───── Material supplied ─────

PR #2684, opened 2024-06-28
[Fix] Refactor Disguise to work like Ice Face

DayKev:
## What are the changes?
Refactor disguise using the code of Ice Face as a base.

Disguise is buggy and spaghetti.

## What did change?
Most of the code for Disguise was removed, and replaced with a modified version of the Ice Face code. More tests were added using the Ice Face tests as a starting point.

## How to test the changes?
`npm run test disguise`

## Checklist


src/locales/en/ability-trigger.ts
```diff
@@ -10,4 +10,5 @@ export const abilityTriggers: SimpleTranslationEntries = {
   "trace": "{{pokemonName}} copied {{targetName}}'s\n{{abilityName}}!",
   "windPowerCharged": "Being hit by {{moveName}} charged {{pokemonName}} with power!",
   "quickDraw": "{{pokemonName}} can act faster than normal, thanks to its Quick Draw!",
+  "disguiseAvoidedDamage" : "{{pokemonName}}'s disguise was busted!",
```
Adri1, line 13: Could you also add this line to all other locales, as it can be easily transaltaed by the translation teams?

src/locales/fr/ability-trigger.ts
```diff
@@ -10,4 +10,5 @@ export const abilityTriggers: SimpleTranslationEntries = {
   "trace": "{{pokemonName}} copie le talent {{abilityName}}\nde {{targetName}} !",
   "windPowerCharged": "{{pokemonName}} a été touché par la capacité {{moveName}} et se charge en électricité !",
   "quickDraw": "{{pokemonName}} can act faster than normal, thanks to its Quick Draw!",
+  "disguiseAvoidedDamage" : "{{pokemonName}}'s disguise was busted!",
```
Adri1, line 13:
```suggestion
  "windPowerCharged": "{{pokemonName}} a été touché par la capacité\n{{moveName}} et se charge en électricité !",
  "quickDraw": "Le talent Tir Vif de {{pokemonName}}\nlui permet d’agir plus vite que d’habitude !",
  "disguiseAvoidedDamage" : "Le déguisement de {{pokemonName}} tombe !",
```

Adri1 (commented):
Added French (with some other corrections)

src/locales/es/ability-trigger.ts
```diff
@@ -8,4 +8,5 @@ export const abilityTriggers: SimpleTranslationEntries = {
   "trace": "{{pokemonName}} copied {{targetName}}'s\n{{abilityName}}!",
   "windPowerCharged": "¡{{pokemonName}} se ha cargado de electricidad gracias a {{moveName}}!",
   "quickDraw": "{{pokemonName}} can act faster than normal, thanks to its Quick Draw!",
+  "disguiseAvoidedDamage" : "{{pokemonName}}'s disguise was busted!",
```
GoldTra, line 11:
```suggestion
  "disguiseAvoidedDamage" : "¡El disfraz de {{pokemonName}} se ha roto!",
```

GoldTra (changes requested):
Spanish translations

src/locales/zh_CN/ability-trigger.ts
```diff
@@ -8,4 +8,5 @@ export const abilityTriggers: SimpleTranslationEntries = {
   "trace": "{{pokemonName}} copied {{targetName}}'s\n{{abilityName}}!",
   "windPowerCharged": "受 {{moveName}} 的影响， {{pokemonName}} 提升了能力！",
   "quickDraw":"因为速击效果发动，\n{{pokemonName}}比平常出招更快了！",
+  "disguiseAvoidedDamage" : "{{pokemonName}}'s disguise was busted!",
```
mercurius-00, line 11:
```suggestion
  "disguiseAvoidedDamage" : "{{pokemonName}}的画皮脱落了！",
```

src/locales/zh_TW/ability-trigger.ts
```diff
@@ -8,4 +8,5 @@ export const abilityTriggers: SimpleTranslationEntries = {
   "trace": "{{pokemonName}} 複製了 {{targetName}} 的\n{{abilityName}}!",
   "windPowerCharged": "受 {{moveName}} 的影響， {{pokemonName}} 提升了能力！",
   "quickDraw":"{{pokemonName}} can act faster than normal, thanks to its Quick Draw!",
+  "disguiseAvoidedDamage" : "{{pokemonName}}'s disguise was busted!",
```
mercurius-00, line 11:
```suggestion
  "disguiseAvoidedDamage" : "{{pokemonName}}的畫皮脫落了！",
```

src/locales/pt_BR/ability-trigger.ts
```diff
@@ -10,4 +10,5 @@ export const abilityTriggers: SimpleTranslationEntries = {
   "trace": "{{pokemonName}} copiou {{abilityName}}\nde {{targetName}}!",
   "windPowerCharged": "Ser atingido por {{moveName}} carregou {{pokemonName}} com poder!",
   "quickDraw":"{{pokemonName}} can act faster than normal, thanks to its Quick Draw!",
+  "disguiseAvoidedDamage" : "{{pokemonName}}'s disguise was busted!",
```
josericardo-fo, line 13:
```suggestion
  "disguiseAvoidedDamage" : "O disfarce de {{pokemonName}} foi descoberto!",
```

src/data/ability.ts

─────

Task requirements: All entries must come back exactly as they were written.

Solution:
PR #2684, opened 2024-06-28
[Fix] Refactor Disguise to work like Ice Face

DayKev:
## What are the changes?
Refactor disguise using the code of Ice Face as a base.

Disguise is buggy and spaghetti.

## What did change?
Most of the code for Disguise was removed, and replaced with a modified version of the Ice Face code. More tests were added using the Ice Face tests as a starting point.

## How to test the changes?
`npm run test disguise`

## Checklist


src/locales/en/ability-trigger.ts
```diff
@@ -10,4 +10,5 @@ export const abilityTriggers: SimpleTranslationEntries = {
   "trace": "{{pokemonName}} copied {{targetName}}'s\n{{abilityName}}!",
   "windPowerCharged": "Being hit by {{moveName}} charged {{pokemonName}} with power!",
   "quickDraw": "{{pokemonName}} can act faster than normal, thanks to its Quick Draw!",
+  "disguiseAvoidedDamage" : "{{pokemonName}}'s disguise was busted!",
```
Adri1, line 13: Could you also add this line to all other locales, as it can be easily transaltaed by the translation teams?

src/locales/fr/ability-trigger.ts
```diff
@@ -10,4 +10,5 @@ export const abilityTriggers: SimpleTranslationEntries = {
   "trace": "{{pokemonName}} copie le talent {{abilityName}}\nde {{targetName}} !",
   "windPowerCharged": "{{pokemonName}} a été touché par la capacité {{moveName}} et se charge en électricité !",
   "quickDraw": "{{pokemonName}} can act faster than normal, thanks to its Quick Draw!",
+  "disguiseAvoidedDamage" : "{{pokemonName}}'s disguise was busted!",
```
Adri1, line 13:
```suggestion
  "windPowerCharged": "{{pokemonName}} a été touché par la capacité\n{{moveName}} et se charge en électricité !",
  "quickDraw": "Le talent Tir Vif de {{pokemonName}}\nlui permet d’agir plus vite que d’habitude !",
  "disguiseAvoidedDamage" : "Le déguisement de {{pokemonName}} tombe !",
```

Adri1 (commented):
Added French (with some other corrections)

src/locales/es/ability-trigger.ts
```diff
@@ -8,4 +8,5 @@ export const abilityTriggers: SimpleTranslationEntries = {
   "trace": "{{pokemonName}} copied {{targetName}}'s\n{{abilityName}}!",
   "windPowerCharged": "¡{{pokemonName}} se ha cargado de electricidad gracias a {{moveName}}!",
   "quickDraw": "{{pokemonName}} can act faster than normal, thanks to its Quick Draw!",
+  "disguiseAvoidedDamage" : "{{pokemonName}}'s disguise was busted!",
```
GoldTra, line 11:
```suggestion
  "disguiseAvoidedDamage" : "¡El disfraz de {{pokemonName}} se ha roto!",
```

GoldTra (changes requested):
Spanish translations

src/locales/zh_CN/ability-trigger.ts
```diff
@@ -8,4 +8,5 @@ export const abilityTriggers: SimpleTranslationEntries = {
   "trace": "{{pokemonName}} copied {{targetName}}'s\n{{abilityName}}!",
   "windPowerCharged": "受 {{moveName}} 的影响， {{pokemonName}} 提升了能力！",
   "quickDraw":"因为速击效果发动，\n{{pokemonName}}比平常出招更快了！",
+  "disguiseAvoidedDamage" : "{{pokemonName}}'s disguise was busted!",
```
mercurius-00, line 11:
```suggestion
  "disguiseAvoidedDamage" : "{{pokemonName}}的画皮脱落了！",
```

src/locales/zh_TW/ability-trigger.ts
```diff
@@ -8,4 +8,5 @@ export const abilityTriggers: SimpleTranslationEntries = {
   "trace": "{{pokemonName}} 複製了 {{targetName}} 的\n{{abilityName}}!",
   "windPowerCharged": "受 {{moveName}} 的影響， {{pokemonName}} 提升了能力！",
   "quickDraw":"{{pokemonName}} can act faster than normal, thanks to its Quick Draw!",
+  "disguiseAvoidedDamage" : "{{pokemonName}}'s disguise was busted!",
```
mercurius-00, line 11:
```suggestion
  "disguiseAvoidedDamage" : "{{pokemonName}}的畫皮脫落了！",
```

src/locales/pt_BR/ability-trigger.ts
```diff
@@ -10,4 +10,5 @@ export const abilityTriggers: SimpleTranslationEntries = {
   "trace": "{{pokemonName}} copiou {{abilityName}}\nde {{targetName}}!",
   "windPowerCharged": "Ser atingido por {{moveName}} carregou {{pokemonName}} com poder!",
   "quickDraw":"{{pokemonName}} can act faster than normal, thanks to its Quick Draw!",
+  "disguiseAvoidedDamage" : "{{pokemonName}}'s disguise was busted!",
```
josericardo-fo, line 13:
```suggestion
  "disguiseAvoidedDamage" : "O disfarce de {{pokemonName}} foi descoberto!",
```

src/data/ability.ts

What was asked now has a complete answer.